Given the records that follow, return each one verbatim.

**Dataset entries**

--*--

PR #114, opened 2022-04-04
Envest/small n reproducibility

envest:
I'm stacking this off envest/41-ensure_numeric_gex 😄 

When we moved from only using 50% array/RNA-seq in the small-n experiment to using between 10% and 90% RNA-seq, I inadvertently introduced randomization into the results. When we use a `foreach %>% dopar`, a new seed needs to be set in the parallel computer. Otherwise, it's using whatever its own random seed is.

To make this happen, I just return 9 random seeds at the beginning of `2A-small_n_differential_expression.R` after setting the seed equal to the command line `--seed` option. Then, inside each parallel loop, set the seed again based on those 9 random seeds. Since `seq_prop` is 0.1 to 0.9, I multiple that by 10 to get the integer index of the 9 random seeds 🙄 

Also, `droplevels()` dropped in favor of treating the column `as.character()` for consistency between R3 R4.


2A-small_n_differential_expression.R
```diff
@@ -42,6 +42,8 @@ ncores <- min(parallel::detectCores() - 1,
 # set seed
 initial.seed <- opt$seed
 set.seed(initial.seed)
+random_seeds <- sample(1:10000, size = 9)
```
jaclyn-taroni, line 45: Please add a comment explaining why this is necessary.

jaclyn-taroni (approved):
Strategy seems reasonable enough. It seems to me that you could also just use the initial seed inside `%dopar%`? I don't think it matters much so long as things are clear, so please add comments. No need for me to re-review.

PR #285, opened 2023-06-09
allow indexing into strings

wolfv:
In the rattler-build project we came across the issue that we couldn't index into strings. Not sure if this is intentional or not, but this PR attempts to fix it (if it wasn't intentional).

https://github.com/prefix-dev/rattler-build/issues/149

I tested it and it works, but before working further on this I wanted to check if this is desired in minijinja or not.

Also `{{ name | first }}` seems to work fine for strings.

### DIFF
--- a/CHANGELOG.md
+++ b/CHANGELOG.md
@@ -2,6 +2,10 @@
 
 All notable changes to MiniJinja are documented here.
 
+## 1.0.0-alpha.2
+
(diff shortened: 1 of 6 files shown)


wolfv:
Ah, also the range syntax does work fine (so `{{ name[0:1] }}` works. Only indexing directly seems to not work.

wolfv:
thanks!

PR #286, opened 2023-06-11
Added exposed error info

mitsuhiko:
This replaces #284 but with pretty much the same intention.


nokome:
Thanks for this, works perfectly for my use case.

PR #443, opened 2024-03-22
Tolerate underscores in number literals

inducer:
In a way a follow-on to #428, needed for compatibility with Jinja2 in my use case.


minijinja/src/compiler/lexer.rs
inducer, line 1: I'm very much a Rust newbie. I'm glad I got this to go without too much trouble, but I make no promises as to whether it's idiomatic. Happy to fix things/have you push fixes.

PR #603, opened 2024-10-23
Switch to u64 types for value in cabi

mitsuhiko:
Fixes #601


PopFlamingo:
@mitsuhiko Awesome thanks for the quick fix!

PR #628, opened 2024-11-01
(Don't merge) Prepare to publish as axominijinja

fasterthanlime:
This is here just to show what we'll publish as `minijinja` to crates.io


fasterthanlime:
(Opened against the wrong fork 🙃  please ignore, sorry Armin!)

PR #649, opened 2024-11-24
added wordcount filter

jqnatividad:


yacir:
Nice!
However, I noticed that the implementation doesn’t fully match the Jinja2 result.

Using split_whitespace might fail, as Jinja2 relies on the \w+ regex. Here’s an example of a mismatched result:

```python
{{'hello-world'|wordcount}} # -> 2
{{'hello@world'|wordcount}} # -> 2
```

```rust
"{}", "hello@world'".split_whitespace().count() // -> 1
"{}", "hello@world'".split_whitespace().count() // -> 1
```

jqnatividad:
That @yacir for catching that as I just went for the naive implementation and didn't check Jinja2.

PR #776, opened 2025-04-13
cabi: return an empty string when no debug info

maxbrunet:
Follow up #775. When debug is disabled, a `\n` newline character is still returned due to the use of `writeln!()`. 

Not sure if it is the best approach to check is debug info are set or not.

### DIFF
--- a/minijinja-cabi/src/error.rs
+++ b/minijinja-cabi/src/error.rs
@@ -60,14 +60,19 @@ pub unsafe extern "C" fn mj_err_get_debug_info() -> *mut c_char {
                 .and_then(|x| {
                     let mut info = String::new();
                     if x.name().is_some() {
-                        writeln!(info, "{}", x.display_debug_info()).unwrap();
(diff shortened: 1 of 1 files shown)


minijinja-cabi/src/error.rs
```diff
@@ -60,14 +60,19 @@ pub unsafe extern "C" fn mj_err_get_debug_info() -> *mut c_char {
...
                     if x.name().is_some() {
-                        writeln!(info, "{}", x.display_debug_info()).unwrap();
+                        let err_info = x.display_debug_info().to_string();
+                        if !err_info.is_empty() {
+                            writeln!(info, "{err_info}").unwrap();
+                        }
                     }
                     let mut source_opt = x.source();
                     while let Some(source) = source_opt {
-                        writeln!(info, "\ncaused by: {source}").unwrap();
```
maxbrunet, line 67: Not sure if that line is relevant when there's no debug info, adding it back in doubt

PR #827, opened 2025-08-19
Add multiple-key support in the sort filter

atsmtat:
Currently, the `sort` filter allows sorting objects using a custom key via the "attribute" keyword argument, which is limited to fetching a single field from the object and using that as the key. Sometimes it is useful to sort objects using multiple keys, or a composite key made of multiple fields of the object. Add a new keyword argument "keys" to support such keys.

Now, you can not only sort cities by their name ...

`{{ cities|sort(attribute="name") }}`

... but also sort cities with the same name by their country:

`{{ cities|sort(keys=["name", "country"]) }}`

--*--

**OUTPUT OF THE EXERCISE**
PR #114, opened 2022-04-04
Envest/small n reproducibility

envest:
I'm stacking this off envest/41-ensure_numeric_gex 😄 

When we moved from only using 50% array/RNA-seq in the small-n experiment to using between 10% and 90% RNA-seq, I inadvertently introduced randomization into the results. When we use a `foreach %>% dopar`, a new seed needs to be set in the parallel computer. Otherwise, it's using whatever its own random seed is.

To make this happen, I just return 9 random seeds at the beginning of `2A-small_n_differential_expression.R` after setting the seed equal to the command line `--seed` option. Then, inside each parallel loop, set the seed again based on those 9 random seeds. Since `seq_prop` is 0.1 to 0.9, I multiple that by 10 to get the integer index of the 9 random seeds 🙄 

Also, `droplevels()` dropped in favor of treating the column `as.character()` for consistency between R3 R4.


2A-small_n_differential_expression.R
```diff
@@ -42,6 +42,8 @@ ncores <- min(parallel::detectCores() - 1,
 # set seed
 initial.seed <- opt$seed
 set.seed(initial.seed)
+random_seeds <- sample(1:10000, size = 9)
```
jaclyn-taroni, line 45: Please add a comment explaining why this is necessary.

jaclyn-taroni (approved):
Strategy seems reasonable enough. It seems to me that you could also just use the initial seed inside `%dopar%`? I don't think it matters much so long as things are clear, so please add comments. No need for me to re-review.

PR #285, opened 2023-06-09
allow indexing into strings

wolfv:
In the rattler-build project we came across the issue that we couldn't index into strings. Not sure if this is intentional or not, but this PR attempts to fix it (if it wasn't intentional).

https://github.com/prefix-dev/rattler-build/issues/149

I tested it and it works, but before working further on this I wanted to check if this is desired in minijinja or not.

Also `{{ name | first }}` seems to work fine for strings.

### DIFF
--- a/CHANGELOG.md
+++ b/CHANGELOG.md
@@ -2,6 +2,10 @@
 
 All notable changes to MiniJinja are documented here.
 
+## 1.0.0-alpha.2
+
(diff shortened: 1 of 6 files shown)


wolfv:
Ah, also the range syntax does work fine (so `{{ name[0:1] }}` works. Only indexing directly seems to not work.

wolfv:
thanks!

PR #286, opened 2023-06-11
Added exposed error info

mitsuhiko:
This replaces #284 but with pretty much the same intention.


nokome:
Thanks for this, works perfectly for my use case.

PR #443, opened 2024-03-22
Tolerate underscores in number literals

inducer:
In a way a follow-on to #428, needed for compatibility with Jinja2 in my use case.


minijinja/src/compiler/lexer.rs
inducer, line 1: I'm very much a Rust newbie. I'm glad I got this to go without too much trouble, but I make no promises as to whether it's idiomatic. Happy to fix things/have you push fixes.

PR #603, opened 2024-10-23
Switch to u64 types for value in cabi

mitsuhiko:
Fixes #601


PopFlamingo:
@mitsuhiko Awesome thanks for the quick fix!

PR #628, opened 2024-11-01
(Don't merge) Prepare to publish as axominijinja

fasterthanlime:
This is here just to show what we'll publish as `minijinja` to crates.io


fasterthanlime:
(Opened against the wrong fork 🙃  please ignore, sorry Armin!)

PR #649, opened 2024-11-24
added wordcount filter

jqnatividad:


yacir:
Nice!
However, I noticed that the implementation doesn’t fully match the Jinja2 result.

Using split_whitespace might fail, as Jinja2 relies on the \w+ regex. Here’s an example of a mismatched result:

```python
{{'hello-world'|wordcount}} # -> 2
{{'hello@world'|wordcount}} # -> 2
```

```rust
"{}", "hello@world'".split_whitespace().count() // -> 1
"{}", "hello@world'".split_whitespace().count() // -> 1
```

jqnatividad:
That @yacir for catching that as I just went for the naive implementation and didn't check Jinja2.

PR #776, opened 2025-04-13
cabi: return an empty string when no debug info

maxbrunet:
Follow up #775. When debug is disabled, a `\n` newline character is still returned due to the use of `writeln!()`. 

Not sure if it is the best approach to check is debug info are set or not.

### DIFF
--- a/minijinja-cabi/src/error.rs
+++ b/minijinja-cabi/src/error.rs
@@ -60,14 +60,19 @@ pub unsafe extern "C" fn mj_err_get_debug_info() -> *mut c_char {
                 .and_then(|x| {
                     let mut info = String::new();
                     if x.name().is_some() {
-                        writeln!(info, "{}", x.display_debug_info()).unwrap();
(diff shortened: 1 of 1 files shown)


minijinja-cabi/src/error.rs
```diff
@@ -60,14 +60,19 @@ pub unsafe extern "C" fn mj_err_get_debug_info() -> *mut c_char {
...
                     if x.name().is_some() {
-                        writeln!(info, "{}", x.display_debug_info()).unwrap();
+                        let err_info = x.display_debug_info().to_string();
+                        if !err_info.is_empty() {
+                            writeln!(info, "{err_info}").unwrap();
+                        }
                     }
                     let mut source_opt = x.source();
                     while let Some(source) = source_opt {
-                        writeln!(info, "\ncaused by: {source}").unwrap();
```
maxbrunet, line 67: Not sure if that line is relevant when there's no debug info, adding it back in doubt

PR #827, opened 2025-08-19
Add multiple-key support in the sort filter

atsmtat:
Currently, the `sort` filter allows sorting objects using a custom key via the "attribute" keyword argument, which is limited to fetching a single field from the object and using that as the key. Sometimes it is useful to sort objects using multiple keys, or a composite key made of multiple fields of the object. Add a new keyword argument "keys" to support such keys.

Now, you can not only sort cities by their name ...

`{{ cities|sort(attribute="name") }}`

... but also sort cities with the same name by their country:

`{{ cities|sort(keys=["name", "country"]) }}`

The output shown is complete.